**Work to complete**. Present each line of the entries below that holds the word "strings".

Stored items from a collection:
PR #776, opened 2026-04-03
Implement PopulationView.get mode parameter

rmudambi:
### Description

- *Category*: feature
- *JIRA issue*: https://jira.ihme.washington.edu/browse/MIC-6935

### Changes and notes
- Implement PopulationView.get mode parameter
- Fix bugs in pipeline sources
- Deprecate `skip_post_processor` parameter
- Added missing overloads to `__get_attributes`

### Testing
Introduced new tests
Ran make check

### DIFF
--- a/src/vivarium/framework/population/manager.py
+++ b/src/vivarium/framework/population/manager.py
@@ -476,7 +476,7 @@ class PopulationManager(Manager):
         index: pd.Index[int] | None = None,
         query: str = "",
         squeeze: Literal[True] = True,
-        skip_post_processor: Literal[False] = False,
+        mode: Literal["default"] = "default",
     ) -> pd.Series[Any] | pd.DataFrame:
         ...
 
@@ -487,7 +487,7 @@ class PopulationManager(Manager):
         index: pd.Index[int] | None = None,
         query: str = "",
         squeeze: Literal[False] = ...,
-        skip_post_processor: Literal[False] = False,
+        mode: Literal["default"] = "default",
     ) -> pd.DataFrame:
         ...
 
@@ -498,7 +498,7 @@ class PopulationManager(Manager):
         index: pd.Index[int] | None = None,
         query: str = "",
         squeeze: Literal[True, False] = True,
-        skip_post_processor: Literal[True] = ...,
+        mode: Literal["source", "skip_post_processor"] = ...,
     ) -> Any:
         ...
 
@@ -508,7 +508,7 @@ class PopulationManager(Manager):
         index: pd.Index[int] | None = None,
         query: str = "",
         squeeze: Literal[True, False] = True,
-        skip_post_processor: Literal[True, False] = False,
+        mode: Literal["default", "source", "skip_post_processor"] = "default",
     ) -> Any:
         """Provides a copy of the population state table.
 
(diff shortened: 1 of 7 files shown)


patricktnast (approved):

src/vivarium/framework/population/manager.py
```diff
@@ -498,7 +498,7 @@ def get_population(
         index: pd.Index[int] | None = None,
         query: str = "",
         squeeze: Literal[True, False] = True,
-        skip_post_processor: Literal[True] = ...,
+        mode: Literal["source", "skip_post_processor"] = ...,
```
stevebachmeier: nit: It kind of bothers me that two of the modes are nouns and this one is a verb. I can't really think of anything better offhand though. Maybe something like `processing: Literal["full", "partial", "none"] = "full"`? May not be worth the effot though

src/vivarium/framework/population/population_view.py
```diff
@@ -168,7 +188,21 @@ def get(
...
         ValueError
             If the result is expected to be a Series but is not.
+            If an invalid mode is provided.
         """
+        valid_modes = ("default", "source", "skip_post_processor")
+        if mode not in valid_modes:
+            raise ValueError(f"Invalid mode '{mode}'. Must be one of {valid_modes}.")
+
+        # Translate skip_post_processor into mode
+        if skip_post_processor:
```
stevebachmeier, line 197: imo every time we add a deprecation warning we should add a corresponding test that simply starts failing in XXX months. I've done that several times now and it's pretty conventent and ensures we don't end up w/ bloated signatures or code blocks for too long.

stevebachmeier (approved):

src/vivarium/framework/population/population_view.py
stevebachmeier, line 197: Should probably raise for conflicting requests, e.g. `skip_post_processor = True and mode != "skip_post_processor"` (and the opposite). And add tests.

src/vivarium/framework/population/manager.py
```diff
@@ -672,15 +671,15 @@ def _get_attributes(
...
     ) -> Any:
         ...
 
     def _get_attributes(
         self,
         idx: pd.Index[int],
         requested_attributes: Sequence[str],
-        skip_post_processor: Literal[True, False] = False,
+        mode: Literal["default", "source", "skip_post_processor"] = "default",
```
albrja: These strings should be containerized.

src/vivarium/framework/population/population_view.py
albrja: +1

albrja (approved):

src/vivarium/framework/population/population_view.py
rmudambi: I actually disagree. I think the only time we *might* want to error here is if they select `skip_post_processor=True` and `mode="source"`. Otherwise they might just be using the defaults.

src/vivarium/framework/population/manager.py
rmudambi: These strings are user facing, so if we modify them, that would be a breaking change. Removing the friction in changing them by abstracting them to constants would actually be a bad idea in my opinion.

PR #386, opened 2022-02-03
Make times accurate

### LINKED ISSUE #282: [BUG] Timer is inaccurate
**Describe the bug**
Copied from discussion in the discord.

These 2 issues make the timer inaccurate,

1. Run time is calculated using GetGameTime(). This is bad because time should be based on playercmds and not server frames, since multiple playercmds may be processed in a single frame. Instead code should count PostThink()s or some shit and use this as time, for example - https://github.com/rumourA/End-Touch-Fix/blob/72e7dc745371e91853b19c7e0980ae8953fb9e62/scripting/BareTimer.sp#L96

https://github.com/surftimer/Surftimer-Official/blob/b6a71e9ebde21cb865464c932de116baec199bf6/addons/sourcemod/scripting/surftimer/buttonpress.sp#L189

2. (I guess this one becomes relevant after fixing 1) The engine calls EndTouch()s at the end of each server frame, not after each ProcessMovement. So if multiple playercmds are processed in 1 frame, EndTouch might be delayed by a few "player ticks". Fix is fairly simple - https://github.com/rumourA/End-Touch-Fix/blob/72e7dc745371e91853b19c7e0980ae8953fb9e62/scripting/EndTouchFix.sp#L73

t5mat:
#### Summary of changes:

- **Calculate times using client ticks instead of GetGameTime()** - Time should be calculated based on the number of executed playercmds and not server frames, since multiple playercmds (or none) may be processed in a single server frame. [Also, GetGameTime() is weird and returns a lag compensated value (?)](https://hlcoders.valvesoftware.narkive.com/IG3IBv9m/gpglobals-curtime). In any case, this change makes times independent of lag.

- **Make checkpoints accuracy higher than 0.1s** - Before, checkpoint times were only updated in 0.1s intervals (??)

- **Make EndTouchFix a requirement** - The engine calls EndTouch()s at the end of each server frame, not after each ProcessMovement. So if multiple playercmds are processed in 1 frame, trigger EndTouch calls might be delayed by a few client ticks. EndTouchFix fixes this issue and is required for having accurate times.

Resolves #282.

**Before/after video demonstrating the fix (same saveloc is restored but time is different after each completion):**

https://user-images.githubusercontent.com/16616463/152370121-c59112a8-9c9f-494b-9aea-f3d1dee450c0.mp4

[**Bonus exploit that is hopefully prevented now**](https://www.youtube.com/watch?v=p1AtpEcMnDk)

### I originally implemented this for [GoFree](https://stats.go-free.info) & @dPexxIAM. We've both decided to make this change public. Hopefully, this will make other people follow suit with sharing their bug fixes and contribute to SurfTimer :relaxed:

### DIFF
--- a/README.md
+++ b/README.md
@@ -48,10 +48,10 @@ Yes, but not any more than other projects currently and for past years.
 * [AutoExecConfig](https://github.com/Impact123/AutoExecConfig)
 
 **SourceMod Plugins**
+* [End-Touch-Fix](https://github.com/rumourA/End-Touch-Fix) - Checks EntityUntouch on PostThink instead of server frames
 * *(recommended)* [Movement Unlocker](https://forums.alliedmods.net/showthread.php?t=255298) - Enables ground sliding
 * *(recommended)* [MomSurfFix](https://github.com/GAMMACASE/MomSurfFix) - Fixes ramp glitches
 * *(recommended)* [RNGFix](https://github.com/jason-e/rngfix) - Fixes a bunch of engine physics "bugs"
-* *(recommended)* [End-Touch-Fix](https://github.com/rumourA/End-Touch-Fix) - Checks EntityUntouch on PostThink instead of server frames
 * *(recommended)* [HeadBugFix](https://github.com/GAMMACASE/HeadBugFix) - Fixes the head boundary box poping up when you start ducking
 * *(recommended)* [PushFixDE](https://github.com/GAMMACASE/PushFixDE) - Fixes client prediction errors in push triggers
 * *(recommended)* [crouchboostfix](https://github.com/t5mat/crouchboostfix) - Prevents crouchboosting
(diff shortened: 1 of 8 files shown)


Bara:
You could use `LibraryExists("endtouchfix");` to check if [EndTouchFix](https://github.com/rumourA/End-Touch-Fix/blob/master/scripting/EndTouchFix.sp#L57) is loaded.

Example snippet:
```sp
public void OnAllPluginsLoaded()
{
    if (!LibraryExists("endtouchfix"))
    {
        SetFailState("Plugin \"End Touch Fix\" not found!");
        return;
    }
}
```

t5mat:
> You could use `LibraryExists("endtouchfix");` to check if [EndTouchFix](https://github.com/rumourA/End-Touch-Fix/blob/master/scripting/EndTouchFix.sp#L57) is loaded.
> 
> Example snippet:
> 
> ```sourcepawn
> public void OnAllPluginsLoaded()
> {
>     if (!LibraryExists("endtouchfix"))
>     {
>         SetFailState("Plugin \"End Touch Fix\" not found!");
>         return;
>     }
> }
> ```

sure

dPexxIAM (approved):
EPIC!

tslashd:
LOVE YOU <3

PR #394, opened 2022-02-15
Fix custom titles being truncated at 66 characters

Jay2k1:
the `sizeof` returned 66 (`MAXPLAYERS + 1`, the first field) instead of the desired 1024 (the second field) of `g_szCustomTitleColoured` which is defined like this:
https://github.com/surftimer/Surftimer-Official/blob/584571d07ff3e8b0f6b70bdd7a8a851a3ebae626/addons/sourcemod/scripting/SurfTimer.sp#L420

If someone had a very long custom title due to using a lot of colors, for example:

**Written response**.
albrja: These strings should be containerized.
rmudambi: These strings are user facing, so if we modify them, that would be a breaking change. Removing the friction in changing them by abstracting them to constants would actually be a bad idea in my opinion.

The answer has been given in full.